Source records:

══════

PR #203, opened 2024-10-25
Feature/Checkout inventory rollback

### LINKED ISSUE #201: Stripe Webhook Listener that listens for Checkout success / failure / expiration and handles Purchasable Qty
For launch, we left a critical infrastructure component unfinished:

When a user clicks `Checkout` in the sidebar, we create a Stripe Checkout session for them, but behind the scenes, we optimistically assume that their transaction is successful, add it to the `purchases` table in Dynamo, and mark it with `status: PENDING`

The problem is that as part of this optimistic update, we also decrement `purchasables[<event id>][<item id>].inventory` (so if it was at `50`, it will be at `49` after a user clicks "Checkout")

The missing piece is a Stripe webhook that will push to Meet Near Me regarding the status of each Checkout sessions. For ones that expire without successful payment or otherwise error / fail, we need to listen for that webhook event and increment / restore the `purchasables[<event id>][<item id>].inventory` for that item

At a high level, this means that in a high ticket volume scenario, the first person to click "Checkout" has effectively "reserved" their ticket for the duration defined by the checkout session (currently 30 min). 

The effect for users is that this is possible: 

1. [6:00pm] `user1` "reserves" the last ticket for 30 min
2. [6:01pm] `user2` attempts to buy a ticket and sees the event is SOLD OUT
3. [6:30pm] `user1` fails or declines to complete their Stripe checkout
4. [6:30pm] Meet Near Me API receives the webhook and increments / restores the `inventory` from `0` => `1`
5. [6:31pm] `user2` and `user3` visit the website, and to `user2`'s surprise, there is a ticket available when the site had previously said "SOLD OUT"
6. [6:32pm] `user3` clicks "Checkout" before `user2`, decrementing the quantity optimistically again
7. [6:33pm] `user2` clicks "Checkout" but gets an error because the `inventory` is now `0` again, since they lost an unseen "race" against `user3`

I'm ok with this UX, what we can do is use websockets here to show `Live Quantity` and smooth this over. For now, I'm assuming there isn't tremendous competition for ticket sales among our B2B / smaller customers. If this changes, we will need the websocket implementation to show LIVE ticket availability

brianfeister:
This feature handles the (currently `PENDING`) status and resolves it via an API endpoint called by Stripe Webhook

The stripe webhook will check both the `Purchasable` and also `PurchasesV2` database tables to verify the purchase and then rollback the (previously decremented) `Inventory` on each item in the `Purchasable.PurchasableItems` array.

We introduce our first DB table deprecation + migration as well, because of a breaking schema change and a problem with the `/purchases` API which did not allow a user to purchase tickets multiple times for the same event) database tables

Fixes #201


Brandon-G-Tripp (approved):
This looks good to ship. Took me extra time with all of the changes in whitespace lit up like a Christmas tree. Ship it!

PR #205, opened 2024-11-01
Feature/marqo migration script

Brandon-G-Tripp:
# Pull Request: Marqo Migration Script 

## Description

This pull request introduces a Marqo migration script that allows migrations with the optional drop in "transformer". Key changes include the implementation of a GitHub workflow, batch processing with Go routines, error handling, and timestamp-based index naming.

## Features

  - Added GitHub workflow to execute the Marqo migration script.
  - Implemented batch processing using Go routines for efficient event item handling.
  - Introduced schema management in the migrator struct to allow better control over field protection.
  - Appended timestamp suffixes to new index names for better versioning and creation of new index during previous index teardown.
  - Enabled diagnostic testing for timezone storage issues in UTC.
  - Manual field handling, including proper cleaning of protected fields and timestamp corrections.
  - Updated URL construction logic for API calls, ensuring proper injection of new index names into schemas.
  - Logging to facilitate debugging during migrations.

## Summary by CodeRabbit

- **New Features**
	- Introduced a GitHub Actions workflow for manual migration of the Marqo application, allowing users to specify the environment, transformers, and batch size.
	- Added a command-line tool for migrating data to a Marqo database, supporting schema loading and error handling.
	- Implemented a structured JSON schema for database migration, detailing data types and properties.
	- Added transformer functions for data manipulation, including timestamp adjustments and name modifications.
	- Enhanced the workflow with improved debugging and error handling steps.
	- Introduced a new step for debugging directory structure in the workflow.
	- Updated the Marqo API client for better index and document management.

- **Bug Fixes**
	- Enhanced error handling throughout the migration process to ensure robust operation.

- **Documentation**
	- New schema file introduced to define structured data models for migration purposes.


internal/database/marqo/migration/client.go
```diff
@@ -0,0 +1,371 @@
...
+	Created string `json:"Created"`
+}
+
+type ListIndexesResponse struct {
+	Results []IndexInfo `json:"results"`
+}
+
+func NewMarqoClient(baseURL, apiKey string) *MarqoClient {
+	// Ensure baseURL ends with /api/v2
+	baseURL = strings.TrimRight(baseURL, "/")
```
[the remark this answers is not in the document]
brianfeister: I have the same question @Brandon-G-Tripp why `TrimRight` if we know the right side value is `/`? And is `/api/v2` part of `baseURL`?

internal/database/marqo/migration/client.go
```diff
@@ -0,0 +1,371 @@
...
+
+	return &MarqoClient{
+		baseURL: baseURL,
+		apiKey:  apiKey,
+		client:  &http.Client{},
```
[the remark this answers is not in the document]
brianfeister: @Brandon-G-Tripp this is actually a really good suggestion in a headless job like this so that we don't have hung process weirdness. Doesn't make as much sense in the webapp but here in a pipeline job it does

internal/database/marqo/migration/client.go
```diff
@@ -0,0 +1,371 @@
...
+		req.NumberOfInferences = 1
+	}
+
+	body, err := json.Marshal(req)
+	if err != nil {
+		return "", fmt.Errorf("failed to marshal request: %w", err)
+	}
+
+	fmt.Printf("Request body:\n%s\n", string(body))
+
```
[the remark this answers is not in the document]
brianfeister: I guess this is OK, though I'm not sure it's easy to 100% guarantee that this will never contain secrets

internal/database/marqo/migration/client.go
```diff
@@ -0,0 +1,371 @@
...
+		return "", fmt.Errorf("failed waiting for index: %w", err)
+	}
+
+	return endpoint, nil
+}
+
+// Helper function to create a structured index request from schema
+func CreateIndexRequestFromSchema(schema map[string]interface{}) (*CreateIndexRequest, error) {
+	data, err := json.Marshal(schema)
+	if err != nil {
```
brianfeister, line 147: Feels like we want an actual struct / type here to ensure we're passing valid schema. What do you think?

internal/database/marqo/migration/client.go
```diff
@@ -0,0 +1,371 @@
...
+}
+
+// Add these methods to MarqoClient
+
+func (c *MarqoClient) Search(indexName string, query string, offset, limit int) ([]map[string]interface{}, error) {
+	url := fmt.Sprintf("%s/indexes/%s/search", c.baseURL, indexName)
+	fmt.Printf("URL: %v", url)
+
+	requestBody := map[string]interface{}{
+		"q": "*", // use wildcard or empty query to retrieve all documents
```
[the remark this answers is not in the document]
brianfeister: @Brandon-G-Tripp I think this is hard-coded to `*` because we always assume "migration" (e.g. ALL documents), but Code Rabbit is right, if that's the case `query` should not be a function argument

internal/database/marqo/migration/client.go
```diff
@@ -0,0 +1,371 @@
...
+	if err != nil {
+		return fmt.Errorf("failed to read response body: %w", err)
+	}
+
+	fmt.Printf("Upsert response status: %d\n", resp.StatusCode)
+	fmt.Printf("Upsert response body: %s\n", string(bodyBytes))
+
+
+	if resp.StatusCode != http.StatusOK {
+		return fmt.Errorf("failed to upsert documents: status=%d body=%s", resp.StatusCode, string(body))
```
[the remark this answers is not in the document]
brianfeister: Yeah maybe say "documents request body" or something here

internal/database/marqo/migration/migrate.go
```diff
@@ -0,0 +1,190 @@
...
+
+        if len(docs) == 0 {
+            break
+        }
+
+		// Send batch to worker
+		batchChan <- docs
+		activeBatches++
+		offset += m.batchSize
+
```
brianfeister, line 162: @Brandon-G-Tripp indentation is pretty whacky in this file. Would be good to get your IDE auto-formatting. It seems so small, but I always feel bad for all of the big diffs created by my changes prior to auto-formatting working correctly

internal/database/marqo/migration/migrate.go
```diff
@@ -0,0 +1,190 @@
...
+		if activeBatches == workers {
+			result := <-resultChan
+			if result.err != nil {
+				close(batchChan)
+				return result.err
+			}
+			totalMigrated += result.count
+			activeBatches--
+			fmt.Printf("Migrated and transformed %d documents\n", totalMigrated)
+		}
```
brianfeister, line 172: I had to look up what this was doing, but pretty impressive how parallelism is multi-threading is baked into go like this. It reminds me that if we ever do end up making TWO requests on the server for rendering a page, that we should use goroutines rather than just doubling our main thread blocking time 💡 

Pretty cool how it also handles race conditions with multiple out of sync resolutions of the batched goroutines resolving in different orders and sending back to the channel via [semaphore pattern](https://en.wikipedia.org/wiki/Semaphore_(programming)) I think that's the first time I'fe had a chance to write that word rather than just read it

internal/database/marqo/migration/schema.json
```diff
@@ -0,0 +1,208 @@
...
+  ],
+  "allFields": [
+    {
+      "name": "name_description_address",
+      "features": [],
+      "dependentFields": {
+        "name": 0.3,
+        "eventOwnerName": 0.1,
+        "description": 0.5,
+        "address": 0.2
```
brianfeister, line 29: when you're ready, we want to kick off a migration that adjusts these weights so that `name` is the significant leader per Tom's comments when we looked at this last

brianfeister (approved):
Nice touch with the "timestamp diagnostic" in the transformer output over here. Very exciting 👌 

https://github.com/meetnearme/api/actions/runs/11939067081/job/33278760458

I think I'd like to better understand how the transformer architecture is "pluggable" but also, there's a limit to how much I can understand your side of things, just like you're limited in ability to review my side.

Trusting you on this one. 🏆 🚀

internal/database/marqo/migration/schema.json
```diff
@@ -0,0 +1,208 @@
...
+        "filter"
+      ]
+    },
+    {
+      "name": "long",
+      "type": "double",
+      "features": [
+        "filter"
+      ]
+    },
```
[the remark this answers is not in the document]
brianfeister: despite the `schema.json` name @coderabbitai, this one is a specific schema where `validation` is not a valid key

internal/database/marqo/migration/client.go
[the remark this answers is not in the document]
Brandon-G-Tripp: @brianfeister This is not strictly needed but trimming it here makes all of the statements below much clearer when using Sprintf. For example. 

We can use this: 
	
url := fmt.Sprintf("%s/indexes/%s/search", c.baseURL, indexName)

instead of this: 
      
url := fmt.Sprintf("%sindexes/%s/search", c.baseURL, indexName)

Where we mash the formatting verb "%s" into the next part of the slug and make it harder to read.

internal/database/marqo/migration/migrate.go
Brandon-G-Tripp: On it.

internal/database/marqo/migration/migrate.go
Brandon-G-Tripp: Yes we should definitely keep this in mind. I am still getting comfortable with the routines and channels but I have a feeling we will find a ton of use for them with all of our server side rendering.

internal/database/marqo/migration/client.go
Brandon-G-Tripp: @brianfeister This should be addressed on the newest commit with a schema type in Go and a validate function. In the client.go file. 

Schema type at line 30 
Index Creation at line 183 or so.

internal/database/marqo/migration/transformers.go
```diff
@@ -0,0 +1,132 @@
...
+type TimestampInfo struct {
+	OriginalTimestamp int64
+	UTCTime string
+	LocalTime string
+	Timezone string
+}
+
+// TransformerRegistry holds all available transformers
+var TransformerRegistry = map[string]TransformFunc{
+	"name_transformer": func(doc map[string]interface{}) (map[string]interface{}, error) {
```
brianfeister, line 21: @Brandon-G-Tripp nice. A map of functions. This was the transformer logic I wasn't sure about. Looks good

brianfeister (approved):
Ship it 🚢  ... I read the transformer logic now. Cool to see this in GH actions now. LGTM

image

PR #229, opened 2024-12-14
[release] Promote partial event admin work + default home page filtering `dev` => `prod`

brianfeister:


brianfeister:
Test coverage is at `44.1%` (required is `45%`) will fix this later, need to get the release out today

PR #235, opened 2024-12-16
[fix] Fix broken CSS hashing

brianfeister:
Modify CSS hashing strategy to change the name of the file (rather than just a querystring value) and handle the filename reference a la `styles.<hash>.css` in `layout.templ` rather than the former `?h=<hash>`strategy which doesn't break cloudflare / browser caching

## Summary by CodeRabbit

- **New Features**
	- Updated stylesheet linking to use versioned filenames for improved asset management.
	- Introduced a mechanism for managing temporary CSS files during updates.

- **Bug Fixes**
	- Clarified warning comments regarding automatic updates of the stylesheet filename.

- **Documentation**
	- Enhanced comments for better understanding of asset management processes.

PR #241, opened 2024-12-18
Fixes #235 which failed to account for the new hash value in the comparison check

brianfeister:
…

## Summary by CodeRabbit

- **Bug Fixes**
	- Improved logic for updating CSS file names based on hash values, reducing unnecessary updates.
	- Enhanced error handling for CSS update processes with warning logging.

- **Chores**
	- Refined the mechanism for extracting and comparing hash values in CSS filenames.


brianfeister:
Fixes bug with #218

PR #242, opened 2024-12-18
[fix] Post CSS hashing watcher fix

brianfeister:
This one fixes a gap to cover initial file creation when one doesn't exist (CI ignores these and they will always not exist in CI runs)

@coderabbitai ignore


brianfeister:

brianfeister:
Fixes bug with #218

PR #243, opened 2024-12-18
[fix] PostCSS watcher fix - guard against infinite loop triggered from changes to `layout.templ`

brianfeister:
Store the hashed value of `layout.templ`'s content to guard against infinite loop in PostCSS watcher


brianfeister:

PR #154, opened 2018-07-03
Add HTMLLinkElement support

modulesio:
This is mostly for fixing https://projects.gatunes.com/wsvr/#/41983/144,-144, which is a very 2D site at boot.

### DIFF
--- a/core.js
+++ b/core.js
@@ -874,6 +874,24 @@ global._runHtml = (element, window) => {
               });
           }
         }
+      } else if (el instanceof window.HTMLLinkElement) {
+        if (el.run()) {
+          if (el.childNodes.length > 0) {
+            try {
+              await _loadPromise(el)
+                .catch(err => {
+                  console.warn(err);
+                });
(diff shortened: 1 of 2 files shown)


modulesio:
This gets us to everything except drawing the chunks cubemarch. The chunks are generating since you can walk on them,.

capture 9

core.js
```diff
@@ -874,6 +874,24 @@ global._runHtml = (element, window) => {
               });
           }
         }
+      } else if (el instanceof window.HTMLLinkElement) {
+        if (el.run()) {
```
ngokevin: Perhaps this logic can be part of the class as an internal method? Also a comment of what this code does could be useful in the future.

modulesio: Agree with both.

Not actually related to this PR though, so will make it separate.

modulesio:
Tested with `node . -x none https://projects.gatunes.com/wsvr/#/41983/144,-144`, but there's still more to be done on that site.

PR #156, opened 2018-07-03
split some document-related code from core.js to src/Document.js

ngokevin:
Continuing some of the split. Later, could move Window to its own module.

### DIFF
--- a/src/Document.js
+++ b/src/Document.js
@@ -1,7 +1,190 @@
-const {HTMLElement, HTMLLoadableElement, Node} = require('./DOM');
-const symbols = require('./symbols');
+const parse5 = require('parse5');
 
-class Document extends HTMLLoadableElement {
+const DOM = require('./DOM');
+const {Event} = require('./Event');
+const GlobalContext = require('./GlobalContext');
+const symbols = require('./symbols');
+const utils = require('./utils');
+
+const _parseDocument = (s, options, window) => {
+  const ast = parse5.parse(s, {
+    sourceCodeLocationInfo: true,
+  });
+  ast.tagName = 'document';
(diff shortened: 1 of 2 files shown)


ngokevin:
Rebased.

src/Document.js
```diff
@@ -1,15 +1,199 @@
...
+        return new MouseEvent();
+      case 'Event':
+      case 'Events':
+      case 'HTMLEvents':
+        return new Event();
+      default:
+        throw new Error('invalid createEvent type: ' + type);
+    }
+  };
+  document.createRange
```
modulesio: If the point is a TODO, can we comment that?

src/Document.js
```diff
@@ -1,15 +1,199 @@
...
+  const ast = parse5.parse(s, {
+    sourceCodeLocationInfo: true,
+  });
+  ast.tagName = 'document';
+  return _parseDocumentAst(ast, options, window, true);
+};
+module.exports._parseDocument = _parseDocument;
+GlobalContext._parseDocument = _parseDocument;
+
+const _parseDocumentAst = (ast, options, window, uppercase) => {
```
modulesio: I guess that means the options arg is dead.

src/Document.js
ngokevin: Oops, accidentally got in there...

src/Document.js
ngokevin: We can pass it down later if it ends up getting used?

modulesio: I think it's attached to the `window`, which also comes in here.

I'll clean it up; not really related to this PR. 👍

PR #158, opened 2018-07-03
Abstract out remaining globalifications

modulesio:
I think just missed in https://github.com/webmixedreality/exokit/pull/151.


modulesio:
Seems to work.

PR #162, opened 2018-07-03
rebuild script

ngokevin:


package.json
```diff
@@ -12,6 +12,7 @@
   "scripts": {
     "install": "node ./preinstall.js && node-gyp rebuild",
     "build": "node-gyp rebuild",
+    "rebuild": "rm -rf node_modules && npm cache clean --force && npm install",
```
dmarcos: maybe `clean` is a better name?

dmarcos: also `rm` does not work on windows

package.json
```diff
@@ -62,6 +63,7 @@
     "puppeteer": "^1.5.0",
     "repl.history": "^0.1.4",
     "rimraf": "^2.6.2",
+    "shx": "^0.3.1",
```
modulesio: devDependencies?

modulesio:
👍

PR #166, opened 2018-07-04
fix deep cloneNode not setting parent

ngokevin:
- cloneNode was not setting `parentNode` of the recursive children it created.

### DIFF
--- a/src/DOM.js
+++ b/src/DOM.js
@@ -156,21 +156,40 @@ class Node extends EventTarget {
   }
 
   cloneNode(deep = false) {
-    const el = new this.constructor();
-    el.attrs = this.attrs;
-    el.ownerDocument = this.ownerDocument;
-    el.tagName = this.tagName;
-    el.value = this.value;
-    if (deep) {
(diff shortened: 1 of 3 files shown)


src/DOM.js
```diff
@@ -471,7 +490,7 @@ class Element extends Node {
 
     this.on('attribute', (name, value) => {
       if (name === 'id') {
-        if (this.ownerDocument.defaultView[value] === undefined) {
+        if (this.ownerDocument && this.ownerDocument.defaultView[value] === undefined) {
```
modulesio: I'm not sure this is the right way to go, because having `ownerDocument` looks [non-optional](https://www.w3.org/TR/dom/#dom-node-ownerdocument) for any `Node`.

I think the reason this crashes is because of the way the test constructs the `Element`.

If we use `document.createElement` instead I think the problem goes away.

ngokevin:
Updated, thanks!

ngokevin:
Rebased, should be good to go.

modulesio:
👍

PR #167, opened 2018-07-04
only add getVRDisplays/xr to navigator if enabled

ngokevin:
three.js r93+ will check `xr in navigator` before switching over to use the WebXR manager. So the latest version of A-Frame doesn't work with Exokit because three.js WebXR doesn't work with A-Frame.

- Only add vr/xr API to navigator if enabled versus nulling it.

### DIFF
--- a/core.js
+++ b/core.js
@@ -1061,16 +1061,12 @@ const _makeWindow = (options = {}, parent = null, top = null) => {
       result.sort((a, b) => +b.isPresenting - +a.isPresenting);
       return result;
     },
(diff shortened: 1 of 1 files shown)


modulesio:
Good catch. I wonder if it’s sensible to reverse feature detect with chrome’s origin trial tag by default?

dmarcos:
Yes, WebXR has not shippped yet on any browser. ETA is Q4 for Chrome, no dates about others. I would default to WebVR.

══════

**PROBLEM TO SOLVE:** Look above for the line containing "Fixes #235 which". Output from there through the line containing "- **Chores**", exactly and inclusively.

**RESULT OF THE TASK:**
Fixes #235 which failed to account for the new hash value in the comparison check

brianfeister:
…

## Summary by CodeRabbit

- **Bug Fixes**
	- Improved logic for updating CSS file names based on hash values, reducing unnecessary updates.
	- Enhanced error handling for CSS update processes with warning logging.

- **Chores**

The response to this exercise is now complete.